Just in case you didn't know ^


----------



## ocelot81 (Jun 1, 2013)

PS4... already pre-loaded and awaiting a nice gaming session come Tuesday evening yay  I'll be honest, I think it's probably being overhyped and I may be underwhelmed or bored after a while, but until Dragon Age: Inquisition comes out it'll be my go-to game.


----------



## BTAG (Jun 27, 2013)

I'm not going to buy it because I was so underwhelmed during the Beta, but I'm getting it for Xbox One through Gamefly, so I'll hold out hope that it's a more enjoyable experience.


----------



## Colt45ws (Nov 17, 2013)

I don't have any consoles and I don't really like multiplayer games anyway.


----------



## Pul5ar (Feb 15, 2012)

I really hope they make it for the PC at some point. I'm not buying a PS4 just for that though.


----------



## midnightson (Nov 6, 2013)

I'll probably download the PS3 version tonight. Or tomorrow, whenever it gets put up. If the endgame is real it should last me til the end of the year when hopefully I have a PS4 and can still get the free upgrade.


----------



## Raynic781 (Feb 8, 2013)

PS4 right here


----------



## Draconis (Jul 24, 2014)

So ....It's happening tomorrow, and my palms are really friggin' sweaty. I'm getting the white PS4 with Destiny.


----------



## pittman47 (Nov 27, 2013)

Draconis said:


> So ....It's happening tomorrow, and my palms are really friggin' sweaty. I'm getting the white PS4 with Destiny.


Nice!
Very jealous...:/


----------



## Raynic781 (Feb 8, 2013)

Draconis said:


> So ....It's happening tomorrow, and my palms are really friggin' sweaty. I'm getting the white PS4 with Destiny.


Me too! I can't wait.


----------



## Draconis (Jul 24, 2014)

Raynic781 said:


> Me too! I can't wait.


Yeah, I have been waiting for so long for that PS4. I thought about getting it with Watch Dogs, but I was a bit disheartened. But then I saw this lovely white PS4 and it was like destiny and I finally met (no pun intended). I feel a little paranoid about it actually. Like a car is going to run me over just before I can plug that beauty in. Need more pills.


----------



## BillDauterive (Oct 24, 2012)

Maybe if it were for PC I'd be interested. 
Oh well......that's why I haven't paid any attention to the game at all. I barely know what it is all about.


----------



## Raynic781 (Feb 8, 2013)

Draconis said:


> Yeah, I have been waiting for so long for that PS4. I thought about getting it with Watch Dogs, but I was a bit disheartened. But then I saw this lovely white PS4 and it was like destiny and I finally met (no pun intended). I feel a little paranoid about it actually. Like a car is going to run me over just before I can plug that beauty in. Need more pills.
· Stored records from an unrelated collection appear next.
PR #235, opened 2018-02-13
Merge recent ED2 changes into EDR

ashiklom:
## Description

Recent revisions to ED2 haven't made their way into the EDR code base. This PR applies them to EDR. The only change to ED2 is to modify `include.mk.gfortran` to use linker flags (e.g. `-lhdf5`) instead of direct file paths (e.g. `-L${HDF5_HOME}/libhdf5.so`) because these search through more possible places (e.g. `/usr/local/lib`, and anywhere else known to `ldconfig`), thereby making them a little more versatile.

## Collaborators

Shawn Serbin (@serbinsh), Michael Dietze (@mdietze) 

## Types of changes

- [X] Bug fix (non-breaking change which fixes an issue) 

## Checklist:

## Testing :


ED/build/make/include.mk.gfortran
```diff
@@ -48,9 +48,7 @@ USE_HDF5=1
 HDF5_HOME=/usr
 HDF5_INCS=-I${HDF5_HOME}/include
 HDF5C_INCS=-I${HDF5_HOME}/include
-HDF5_LIBS=${HDF5_HOME}/lib/libhdf5_fortran.a \
-        ${HDF5_HOME}/lib/libhdf5.a \
-        ${HDF5_HOME}/lib/libhdf5_hl.a -lz
+HDF5_LIBS=-lhdf5 -lhdf5_fortran -lhdf5_hl -lz
```
serbinsh: @ashiklom looks good.  My only wonder is whether this might cause issues on module systems where we just want it looking in the loaded model PATH and not across the entire system?  I suspect it wont be a problem since loading the module (e.g. module load hdf5/hdf5-version-something) updates $PATH and that is where it will search, correct?

serbinsh: I guess this is also only relevant if you use that mk file as your base for compiling, and perhaps not for machine-specific?

ashiklom: This is only the `gfortran` Makefile -- this doesn't affect the ones specific to `geo` or MODEX or anything else. Bot moreover, because `module` commands typically modify the `LD_LIBRARY_PATH` environment variable, this change should actually make it _more_ robust to that system. Before this change, this would _always_ look for the HDF5 libraries in `/usr/lib/libhdf5*`, so unless the `module` system symlinks to that directory, it would only ever load the default installation (if that was even where it was installed -- on some systems, like Ubuntu, the default install of HDF5 via `apt` gets placed in `/usr/x86_64-library/lib` or something like that).

serbinsh:
Perfect, thanks for the clarification.


On Feb 14, 2018, at 8:52 AM, Alexey Shiklomanov <notifications@github.com<mailto:notifications@github.com>> wrote:


@ashiklom commented on this pull request.

________________________________

In ED/build/make/include.mk.gfortran<https://github.com/EDmodel/ED2/pull/235#discussion_r168179367>:

> @@ -48,9 +48,7 @@ USE_HDF5=1
 HDF5_HOME=/usr
 HDF5_INCS=-I${HDF5_HOME}/include
 HDF5C_INCS=-I${HDF5_HOME}/include
-HDF5_LIBS=${HDF5_HOME}/lib/libhdf5_fortran.a \
-        ${HDF5_HOME}/lib/libhdf5.a \
-        ${HDF5_HOME}/lib/libhdf5_hl.a -lz
+HDF5_LIBS=-lhdf5 -lhdf5_fortran -lhdf5_hl -lz


This is only the gfortran Makefile -- this doesn't affect the ones specific to geo or MODEX or anything else. Bot moreover, because module commands typically modify the LD_LIBRARY_PATH environment variable, this change should actually make it more robust to that system. Before this change, this would always look for the HDF5 libraries in /usr/lib/libhdf5*, so unless the module system symlinks to that directory, it would only ever load the default installation (if that was even where it was installed -- on some systems, like Ubuntu, the default install of HDF5 via apt gets placed in /usr/x86_64-library/lib or something like that).

PR #441, opened 2023-03-31
Fix websocket connect

batgoose:
required for bbot-gui to connect

### DIFF
--- a/bbot/modules/output/websocket.py
+++ b/bbot/modules/output/websocket.py
@@ -1,5 +1,4 @@
 import json
-import threading
 import websocket
 from time import sleep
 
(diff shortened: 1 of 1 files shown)


TheTechromancer:
We need to either spin up a temporary websocket server during the tests, or patch it like were before (in `bbot_fixtures.py`):

image

TheTechromancer:
@batgoose Please test the agent on the `async-testing` branch and let me know if you run into any issues. If not, we should be okay to close this.

aconite33:
@batgoose to validate in testing frontend

TheTechromancer:
confirmed async branch is working

PR #594, opened 2023-07-11
Update README.md

Goofygiraffe06:
I have updated the markdown table with the following improvements:

- Aligned the column headers and separators for better readability.
- Centered the "X" in the API row to indicate whether an API is required.
- Cleaned up the formatting and removed unnecessary line breaks.

### DIFF
--- a/README.md
+++ b/README.md
@@ -250,228 +250,95 @@ For explanations of config options, see `defaults.yml` or the [wiki](https://git
 
 To see modules' options (how to change wordlists, thread count, etc.), use `--help-all`.
 
-~~~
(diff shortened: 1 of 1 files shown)


TheTechromancer:
Thanks for the PR. We agree that the current table is ugly, however we've already automated the generation of tables in the [`material-docs` branch](https://github.com/blacklanternsecurity/bbot/tree/material-docs), which is scheduled to be merged into dev soon. Once that happens, the module table will be moved to the [documentation](https://www.blacklanternsecurity.com/bbot/scanning/list_of_modules/).

Again, we appreciate your effort, but for the reasons above we can't accept the PR.

Goofygiraffe06:
You're welcome! I understand the situation.

PR #612, opened 2023-07-15
 AI mutators for wordcloud 

r0nk:
Adds an AI mutator for wordcloud. This enables bbot to look at words it has extracted and come up with related ones. For instance, if the words ["lumberjack", "tree", "forest" ] are found, the mutator would return ["ax","cut","wood","nature","environment",...] as a list of additional words to test.


TheTechromancer:
@r0nk it was great meeting you. Again thanks for your PR and sorry we couldn't get to it sooner.

I love the idea, and this is a feature we definitely want to implement. I will be looking into this.

TheTechromancer:
As a follow-on to this issue, I'm specifically interested in using OpenAI's embeddings. Subdomain.center uses these to find a mind-blowing number of subdomains, as detailed in [this blog post](https://blog.blacklanternsecurity.com/p/subdomain-enumeration-tool-face-off-4e5). This method may be more effective/efficient than the higher-level chat API.

image

image

> ## Analysis

> The first thing you might notice is that while the outcomes for the small target (spirit.com) were pretty close, delta.com produced a lot more variety. Specifically, there is a big gap between BBOT, theHarvester, Amass, and everything else. There is an interesting explanation for this, which leads us on a fun side-journey out of the land of tools and into the land of APIs.

> As it turns out, a single data source is responsible for this difference. First added to Amass only two months ago, [subdomain.center](https://www.subdomain.center/) is a new and mysterious API created by the [Automated Reconnaissance & Pwning Syndicate](https://in.scanfactory.io/). It is free to use, with a limit of 3 requests per minute, and needless to say it is now also a BBOT module.

> I call it ‘mysterious’ because it's mysteriously good. Subdomain.center returns more subdomains than any other free API by a huge margin. It returned 1,594 valid delta.com subdomains, while [RapidDNS](https://rapiddns.io/) (its runner up) returned only 774.

TheTechromancer:
Some notes on embeddings. The closest-fitting example seems to be in the [Recommendations Using Embeddings](https://github.com/openai/openai-cookbook/blob/main/examples/Recommendation_using_embeddings.ipynb) section of the OpenAI cookbook.

The general procedure seems to be:

1. Build a big dataset of all the possible recommendations (a big subdomain wordlist)
2. For each one, query the OpenAI API to get its embeddings (which are integer coordinates in high-dimensional space), and save them to a cache.
3. Now, with the dataset built and the embeddings cached, you can give it a list of known-existent subdomains, and ask it for the top X closest matches in your database. Assuming the input subdomains are already in the wordlist, this last step can be totally offline, and does not require an API key.

I'm a little skeptical of this approach because it doesn't actually generate unique subdomain mutations, it only recommends the most likely ones from a pre-compiled list. But you can't argue with subdomain.center's results.
I suppose if you were able to build a big enough list, e.g. of tens of millions of entries, it would at least save a lot of time by allowing you to only brute-force the top X most likely candidates.

TheTechromancer:
Closing this for now. The topic of AI subdomain mutations may come up again in the future. Meanwhile if you are able to show a marked improvement in results, we can reopen this pull request.

PR #692, opened 2023-09-12
Developer Documentation

TheTechromancer:
Adds developer documentation in the form of Python docstrings. Uses `mkdocstrings`. 

image

Also includes some well-needed hygienic code renaming/organization:

- Module inheritance has been reorganized to use templates.


poetry.lock
SpamFaux, line 1: @TheTechromancer Have you seen any issues with the version changes listed here? Any impacts to output modules?

bbot/core/helpers/dns.py
```diff
@@ -44,7 +88,7 @@ def __init__(self, parent_helper):
             raise DNSError(f"Failed to create BBOT DNS resolver: {e}")
         self.timeout = self.parent_helper.config.get("dns_timeout", 5)
         self.retries = self.parent_helper.config.get("dns_retries", 1)
-        self.abort_threshold = self.parent_helper.config.get("dns_abort_threshold", 5)
+        self.abort_threshold = self.parent_helper.config.get("dns_abort_threshold", 50)
```
SpamFaux, line 91: @TheTechromancer Is this going to have a significant impact the wildcard detection?

TheTechromancer: No it will not impact wildcards. Abort threshold has to do with aborting queries to a certain domain+rdtype after so many failed DNS queries. Its purpose is to prevent the scan from getting stuck on a black-holed domain or misconfigured DNS server.

poetry.lock
TheTechromancer: The poetry.lock has been refreshed but you'll notice the versions in project.toml are unchanged. This means only minor version updates. The tests for all output modules passed without any fiddling required.

bbot/modules/crobat.py
SpamFaux, line 1: @TheTechromancer  Why are we stripping down the crobat module?

SpamFaux (approved):
Reviewed all changed files. 90% of the changes were documentation and comments for findings. There were some simplification changes for module templates.

PR #735, opened 2023-09-17
Rename output.json to output.ndjson

nicpenning:
To better align with the actual file type of BBOT which is NDJSON, I would suggest that we name the file with the .ndjson extension, not to confuse end users of what is actually contained in output.json.

Discussion here: https://github.com/blacklanternsecurity/bbot/discussions/734

It appears that there is at least one documentation image that needs to be updated to reflect the new .ndjson file name if this is something that is being seriously considered.

That image is here: https://github.com/blacklanternsecurity/bbot/blob/97b2c31e38f1f224fee0424487ac5d4f9fced210/docs/scanning/output.md?plain=1#L4


nicpenning:
LGTM!

TheTechromancer (approved):

aconite33 (approved):
Approved.

Issue #750, opened 2023-09-20
Ability to kill individual misbehaving modules


TheTechromancer:
### Discussed in https://github.com/blacklanternsecurity/bbot/discussions/699

<div type='discussions-op-text'>

<sup>Originally posted by **TheTechromancer** August 18, 2023</sup>
It would be nice to have the ability to kill individual modules during a scan, e.g. by entering "stop-{module}" and pressing enter.

Just for you @aconite33 ;)</div>

TheTechromancer:
Added in https://github.com/blacklanternsecurity/bbot/pull/751.

PR #751, opened 2023-09-20
Added Ability to Kill Modules During Scan

TheTechromancer:
Addresses https://github.com/blacklanternsecurity/bbot/issues/750.

During a scan, you can now type `kill <module>`, e.g. `kill nmap` and press enter. This will kill the module and remove its events from the queue.

### DIFF
--- a/bbot/cli.py
+++ b/bbot/cli.py
@@ -1,6 +1,7 @@
 #!/usr/bin/env python3
 
 import os
+import re
 import sys
 import asyncio
 import logging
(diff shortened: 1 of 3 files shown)


aconite33 (approved):
Love it. One thing I would consider is that when BBoT runs, to have an interactive CLI.

That way you have a consistent line that does not change, while the rest of the spam of the logs are still scrolling. Just a thought, and more of a quality of life. I'll see if I can find an example (I'm thinking something like Metasploit in the back of my head)

Issue #752, opened 2023-09-20
Unwanted Error - Download Helper


TheTechromancer:
```
[ERRR] Error in filedownload.handle_event(URL_UNVERIFIED("https://nsradatl-vip.delta.com/vpn/index.html", module=excavate, tags={'distance-0', 'extension-html', 'endpoint', 'in-scope', 'spider-danger'})): /usr/lib/python3.11/ssl.py:979:do_handshake(): [SSL: UNSAFE_LEGACY_RENEGOTIATION_DISABLED] unsafe legacy renegotiation disabled (_ssl.c:1002)
```

TheTechromancer:
Fixed in https://github.com/blacklanternsecurity/bbot/pull/754.

PR #754, opened 2023-09-21
File Download Module

TheTechromancer:
Adds a module that downloads common/interesting file types (such as PDFs and Word documents) out to a scope distance of 1. The files are downloaded into a subdirectory in the scan's output folder.

Executing the following scan will automatically spider every subdomain up to depth 2 and download any interesting file it encounters. It will even detect files without extensions by the content-type, and download them too.
```bash
bbot -t evilcorp.com -f subdomain-enum -m filedownload -c web_spider_distance=2 web_spider_depth=2
```

image

This module should serve as a good jumping-off point for a [FOCA-like metadata extraction module](https://github.com/blacklanternsecurity/bbot/discussions/717).

During development of this module, an [SSL-related error in the `download()` helper](https://github.com/blacklanternsecurity/bbot/issues/752) was discovered. The fix is included.

Note: this PR depends on https://github.com/blacklanternsecurity/bbot/pull/692.


bbot/agent/agent.py
aconite33, line 1: What is the purpose of changing agent.py? Is this for downloading specifically or is it a change required in order to allow for downloading?

TheTechromancer: Hmm I think I must have been trying to get the tests to pass. We can test it during the troubleshooting call with @batgoose tomorrow.

There were no changes to agent.py as part of this module. The reason you're seeing here it is because we need to merge [this one](https://github.com/blacklanternsecurity/bbot/pull/692) first.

Haha, at least you're able to play it today. I'm away at college and my mom picked it up at midnight from the Gamestop near where we live. I won't be home in like 3 weeks, so no Destiny for me until then. Have fun! She's gonna send me a picture of it, so I'll just stare at it until I go home!


----------



## Draconis (Jul 24, 2014)

Bad news everyone....They sold out all the white PS4s. **** me. I was at work for most of the day , that's what screwed me over...but oh well, I got the plane ol' jet black PS4. Now I'm scared to touch it!


----------



## Raynic781 (Feb 8, 2013)

Draconis said:


> Bad news everyone....They sold out all the white PS4s. **** me. I was at work for most of the day , that's what screwed me over...but oh well, I got the plane ol' jet black PS4. Now I'm scared to touch it!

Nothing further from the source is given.